Shaftoe holds his gaze for a long moment. If there were the slightest trace of guilt or nervousness there, he would turn the chaplain in as a German spy. But there isn't—Enoch Root ain't working for the Germans. He ain't working for the Allies either. He's working for a Higher Power. Shaftoe nods imperceptibly, and Root's gaze softens.

“They're all dead, Bobby,” he shouts. “Those islanders. The ones you saw on the beach on Guadalcanal.”

So that explains why Root is so touchy about corpse-looting jokes. “Sorry,” Shaftoe says, moving aft so they don't have to scream at each other. “How'd it happen?”

“After we got you back to my cabin, I transmitted a message to my handlers in Brisbane,” Root says. “Enciphered it using a special code. Told them I'd picked up one Marine Raider, who looked like he might actually live, and would someone please come round and collect him.”

Shaftoe nods. He remembers that he'd heard lots of dots and dashes, but he had been out of whack with fevers and morphine and whatever home remedies Root had pulled out of his cigar box.

“Well, they responded,” Root went on, “and said 'We can't go there, but would you please take him to such-and-such place and rendezvous with some other Marine Raiders.' Which, as you'll recall, is what we did.”

“Yeah,” Shaftoe says.

“So far so good. But when I got back to the cabin after handing you over, the Nipponese had been through. Killed every islander they could find. Burned the cabin. Burned everything. Set booby traps around the place that nearly killed me. I just barely got out of the damn place alive.”

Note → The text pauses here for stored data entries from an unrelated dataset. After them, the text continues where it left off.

Issue #361, opened 2019-02-25
Question on obelisk routing


benkolera:
I've got a question about the obelisk routing. I need to encode the following routes:

* /
* /article/:documentSlug
* /profile/:username
* /profile/:username/favourites

And while I have no problems making an encoder where there is a dynamic text part at the leaf of the GADT tree (e.g. the article route), I'm a little stuck when the dynamic bit happens in a non leaf (e.g. the profile route). I'm not sure whether it is my encoding of the routes, whether I'm missing an important combinator or Obelisk just doesn't handle this yet.

Here are the data types that I defined to model this.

Shaftoe nods, as only a guy who's seen the Nips in action can nod.

“Well they evacuated me to Brisbane where I started making a stink about codes. That's the only way they could have found me—obviously our codes had been broken. And after I'd made enough of a stink, someone apparently said, 'You're British, you're a priest, you're a medical doctor, you can handle a rifle, you know Morse code, and most importantly of all, you're a fucking pain in the ass—so off you go!' And next thing I know, I'm in that meat locker in Algiers.”

Shaftoe glances away and nods. Root seems to get the message, which is that Shaftoe doesn't know anything more than he does.

Eventually, Enoch Root wraps the bundle up again, just like it was before. But he doesn't put it back in the attache case. He stuffs it into Gerald Hott's wetsuit.

Later they emerge from the clouds again, close to a moonlit port, and dip down very close to the ocean, going so slow that even Shaftoe, who knows nothing about planes, senses they are about to stall. They open the side door of the Dakota and, one-two-three-NOW, throw the body of PFC Gerald Hott out into the ocean. He makes what would be a big splash in the Oconomowoc town pool, but in the ocean it doesn't come to much.

An hour or so later they land the same Gooney Bird on an airstrip in the midst of a stunning aerial bombardment. They abandon the Skytrain at the end of the airstrip, next to the other C-47, and run through darkness, following the lead of the British pilots. Then they go down a stairway and are underground—in a bomb shelter, to be precise. They can feel the bombs now but can't hear them.

“Welcome to Malta,” someone says. Shaftoe looks around and sees that he is surrounded by men in British and American uniforms. The Americans are familiar—it's the Marine Raider squad from Algiers, flown in on that other Dakota. The Brits are unfamiliar, and Shaftoe pegs them as the SAS men that those fellows in Washington were telling him about. The only thing they all have in common is that each man, somewhere on his uniform, is wearing the number 2702.